Understanding Congestion in vSAN

Products

VMware vSAN

Issue/Introduction

This article explains and provides details for vSAN Congestion.

Resolution

Congestion is a flow control mechanism used by vSAN. Whenever there is a bottleneck in a lower layer of vSAN (closer to the physical storage devices), vSAN uses this flow control (aka congestion) mechanism to relieve the bottleneck in the lower layer and instead reduce the rate of incoming I/O at the vSAN ingress, (i.e. vSAN Client VMs). This reduction of the incoming rate is done by introducing an I/O delay at the ingress that is equivalent to the delay the I/O would have occurred due to the bottleneck at the lower layer. Thus, it is an effective way to shift latency from the lower layers to the ingress without changing the overall throughput of the system. vSAN measures congestion as a scalar value between 0 to 255, and the introduced delay is computed using a randomized exponential backoff method, based on the congestion metric.

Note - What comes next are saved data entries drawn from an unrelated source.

PR #3054, opened 2026-06-19
Match share-beta captions across the whole logbook + stop the home-tab remount

marcodejongh:
## What & why

Three fixes to the React Native **share-into-Boardsesh** flow, surfaced from the request + a PostHog dig on a test user.

### 1. Caption matching now spans the user's whole logbook (with board art)
Sharing a reel auto-matches its caption to a logged climb. It used to only match the **~20 most-recent loaded ascents**, so an older climb never got suggested.

New public query `userAscentCaptionMatches(userId, caption)` matches the caption against **all** the user's send/flash climb names server-side, then re-fetches full ascent rows — **with board art** — for just the matched climbs (cheap two-step: names-only match → full rows for the handful of matches, so we never ship the whole logbook's hold frames). The matcher moved from `packages/mobile` to `@boardsesh/shared-schema` (`matchClimbsToCaption`) so the backend and the share flow run identical logic. Suggestions are sends/flashes only (beta only attaches to ascents), which also stops suggesting un-attachable attempts.

### 2. Repeated shares no longer remount Home / stack modals
PostHog `$screen` timeline showed **every** share firing `/share-beta → / → /home → /share-beta` (~30× in 20 min), remounting the whole Home tab tree each time → the sluggishness.

- `+native-intent.ts` now returns `/` only on **cold** start; **warm** shares return `''` so Expo Router skips the re-navigation that re-fired the root home redirect.
- `ShareTargetProvider` `setParams` in place when the modal is already open instead of pushing a duplicate `/share-beta` (the per-reel `link` param differs, so `navigate` was stacking).

### 3. Attach errors are visible + no longer error-tracking noise
`attachBetaLink` validation rejections ("already linked", "not an ascent", …) were captured as PostHog `$exception` noise **and** shown via a toast that renders *behind* the native modal — so the user never saw them. Now they show **inline in the share sheet** and are dropped from error tracking via `isExpectedBetaValidationError` (genuine faults like `BETA_LINK_INTERNAL` still report).

> The `bulkVoteSummaries` empty-array error was already fixed on `main` (44333fa73); the captured occurrences are from the shipped 2.0.0 build and clear with the next build/OTA.

## Tests
- New: shared matcher unit tests; `userAscentCaptionMatches` + `climbUuids`-filter backend integration tests (whole-logbook match, attempt-exclusion, dedupe, alias resolution, blank caption); `native-intent` warm/cold; `share-target-provider` setParams dedupe; `isExpectedBetaValidationError` + `reportHandledError` drop/keep.
- Green: `vp run typecheck` (all packages), `vp run test:mobile` (2470), backend `tick-queries` (30), `vp run check:mobile-bundle`.

## Validation note
This needs a real device/simulator to confirm visually (whole-logbook suggestion with art, repeated-share smoothness, inline attach error) — not covered by Linux CI.


marcodejongh:
Addressed the review feedback in `1eabe8a3f` — and reworked matching to use the **quoted climb name** from the caption (Boardsesh's caption embeds it as `"Name" @ 40° on the …`).

- **Perf (unbounded scan):** gone. Instead of pulling every flash/send name per share, the resolver now extracts the quoted name and fetches matches via the existing **indexed, per-user `climbName` filter** (a handful of rows). No whole-logbook transfer.
- **Type (`Promise<unknown[]>`):** now returns `AscentFeedRow[]` (a declared ascent-row shape).
- **Flash-only silently dropped:** confirmed `statusMode: 'send'` already includes flashes (`inArray(status, ['flash','send'])`), so it was never dropped — added an integration test for a **flash-only** climb so it can't regress.

Matching is now **exact on the normalized quoted name**, which also removes the substring false-positives. Removed the now-unused internal `climbUuids` feed filter (zod + resolver + test).

Trade-off: a caption with no quoted name yields no auto-suggestion — that includes **MoonBoard** captions, which aren't quoted (Kilter/Tension are). The climber can still search. Happy to either also quote MoonBoard captions or add a bounded fallback if we want MoonBoard auto-match.

Green: `vp run typecheck` (all), `vp run test:mobile` (2470), backend `tick-queries` (31, incl. flash-only + no-quotes + quoted-caption).

marcodejongh:
Addressed the latest review in `19569f99f`:

- **Codex P2 (reset modal-local state on share-beta reuse):** added a `useEffect` keyed on `link` that clears `searchText` / `committedQuery` / `attachError` — so a warm share (provider `setParams`, no remount) no longer carries a stale search that suppresses the new reel's suggestions, or a leftover attach error for an unrelated link.
- **Claude (array `.length` in deps):** the `listData` memo now gates on `suggestedClimbUuids.size` and drops `suggestions.length` from its deps (`suggestedClimbUuids` already changes identity with `suggestions`).
- **Claude (unchecked cast):** typed `userAscentsFeed`'s return as `AscentFeedRow[]` (coercing the nullable `is_mirror` → `false` to match the `Boolean!` schema), so `userAscentCaptionMatches` no longer needs the `as AscentFeedRow[]` cast.

Green: typecheck (mobile + backend), `vp run test:mobile` (2470), backend `tick-queries` (31), lint clean.

marcodejongh:
Round 3 addressed in `63552eb8c`:

**`userAscentCaptionMatches`**
- **Rate limit:** added `applyRateLimit(ctx, 10, …)` (matching `userClimbPercentile`) so a crafted multi-quote caption can't drive unbounded ILIKE fan-out.
- **Caption length:** cap the caption at 2 KB before `extractQuotedClimbNames`, so a multi-MB payload can't make `matchAll` walk the whole string.
- **Parallel fan-out:** the per-quoted-name lookups now run via `Promise.all` instead of sequential `await`s.

**share-target-provider**
- Segment check is now `segments.includes('share-beta')` instead of `segments[0]`, so a future route-group nesting can't silently fall back to stacking.
- Added the missing test: post-login replay landing on an already-open modal → `setParams` reuse (no second push).

Green locally: typecheck (backend + mobile), backend `tick-queries` (31), `share-target-provider` (13), lint clean.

Congestion is bubbled through the stack to allow upper layers to perform ingress throttling and is observable across the stack. Congestion observed in upper layers is aggregated from lower layer congestion.

The following kinds of congestion originate from lower layer sources directly. They are specific to each vSAN disk-group (LSOM). vSAN Performance Service monitors these kinds of congestion and presents corresponding metrics in the vSAN Disk Group graphs. Generally, VMware technicians are required to do the further analysis for these metrics.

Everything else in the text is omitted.